My company does business as property managers in essentially all 50 states, through regional and local offices.  They have one or two people who take the test and become licensed in most states, the ones that require a gc to be licensed.  I did that for WV.  The company holds the license, but i am the qualified person, i took the tests.  After i passed, the company had to put up some kind of bonds and provide proof of insurance. 

 If i leave, the company has to name another qualified person, or else their gc license expires.  If i leave, i can use my qualifications to form my own gc company, but i have to meet the insurance and bond requirements.  

The WV test had 3 parts: Business law, general construction, and ibc.   I think almost anyone can take the tests.  To me the code part was by far the hardest.  As far as i know, my test scores do not expire, and there are no continuing ed requirements.  

The company also asked me to sit for the exam in NM.  Couldn’t do it.

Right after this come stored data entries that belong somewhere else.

PR #447, opened 2022-02-08
Fix spam-log on master disconnect

Xiphoseer:
Only update and log shutdown for missing master connection once.

The log I added in #443 causes spams the log until the main loop terminates. This PR adds a second conditional that prevents this log if `worldShutdownSequenceStarted` is already set.

### DIFF
--- a/dWorldServer/WorldServer.cpp
+++ b/dWorldServer/WorldServer.cpp
@@ -313,7 +313,8 @@ int main(int argc, char** argv) {
 		if (!Game::server->GetIsConnectedToMaster()) {
 			framesSinceMasterDisconnect++;
 
-			if (framesSinceMasterDisconnect >= 30) {
+			int framesToWaitForMaster = ready ? 10 : 200;
+			if (framesSinceMasterDisconnect >= framesToWaitForMaster && !worldShutdownSequenceStarted) {
 				Game::logger->Log("WorldServer", "Game loop running but no connection to master for 30 frames, shutting down");
 				worldShutdownSequenceStarted = true;
 			}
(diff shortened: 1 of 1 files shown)


dWorldServer/WorldServer.cpp
```diff
@@ -313,8 +313,9 @@ int main(int argc, char** argv) {
 		if (!Game::server->GetIsConnectedToMaster()) {
 			framesSinceMasterDisconnect++;
 
-			if (framesSinceMasterDisconnect >= 30) {
-				Game::logger->Log("WorldServer", "Game loop running but no connection to master for 30 frames, shutting down");
+			int framesToWaitForMaster = ready ? 10 : 200;
+			if (framesSinceMasterDisconnect >= framesToWaitForMaster && !worldShutdownSequenceStarted) {
+				Game::logger->Log("WorldServer", "Game loop running but no connection to master for %d frames, shutting down", framesToWaitForMaster);
```
EmosewaMC, line 318: Should probably be a new line here

Xiphoseer: In the log message or after the call to `Log`? I'm not sure why you would want a newline? Width of terminals? C++ formatter rules?

EmosewaMC: I mean in the log - I noticed in a screenshot that the log just filled up the whole terminal window
image

Wincent01: There should indeed be a "\n" at the end of the log format

Xiphoseer: Ah, now I get it, thanks!

PR #449, opened 2022-02-09
Rehook dPhysics to main framerate

DarwinAnim8or:
Should fix bug causing double enter and exit events

### DIFF
--- a/dWorldServer/PerformanceManager.cpp
+++ b/dWorldServer/PerformanceManager.cpp
@@ -2,123 +2,99 @@
 
 #include "UserManager.h"
 
-#define HIGH 16
-#define MEDIUM 33
-#define LOW 66
+//Times are 1 / fps, in ms
+#define HIGH 16     //60 fps
+#define MEDIUM 33   //30 fps
+#define LOW 66      //15 fps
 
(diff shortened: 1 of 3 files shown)


DarwinAnim8or:
@Jettford if you could test this out that'd be great

EmosewaMC:
changes work fine on my local ubuntu instance and missions that would trigger 3 times before now only trigger once.  Death planes that would trigger based on phantom collisions now also only remove 1% of your coins instead of 3%

DarwinAnim8or:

One of the requirements is that you have to have 2 yrs of cnstruction experience within past 5 yrs, and it has to be verified and signed off by the employer.  I have the experience, but it was many years ago.  My current role as a project manager / owners rep does not meet the requirements because its not as an employee of the contractor.


----------



## TheCommish

Massachusetts has a number of licenses, the trades, plumbing, electrical, gas the Construction Supervisor license up to 35,000cf  1 & 2 family home are exempt from the  35,000cf cap, unrestricted CSL, and specialty licenses; roofing, siding, and windows,  masonry, solid fuel appliances. The licenses all require some time in the trade and passing a written tests with continuing education requirements for renewal. complete information linked here

Also if you are working on owner-occupied  up to 3  family home you need to be a Register Home Improvement Contractor (HIC), this is consumer protection law, that has to do with contracts language requirements, right to cancel and payments. complete information  linked here

Of course, because a man's home is his castle, you can take out the permit as the home owner "supervise and doing the project yourself"  the by allowing  unlicensed and unregister work persons do the project and get in to all sorts of trouble because the work person told you what  they wanted  you to here.


----------



## Rick18071

In PA it depends where you work. But most places you only need to be registered to work on existing homes only and nothing for new homes or commercial. It's so little old ladies won't get ripped off but most people never know to check for this and Code Officials can't enforce it.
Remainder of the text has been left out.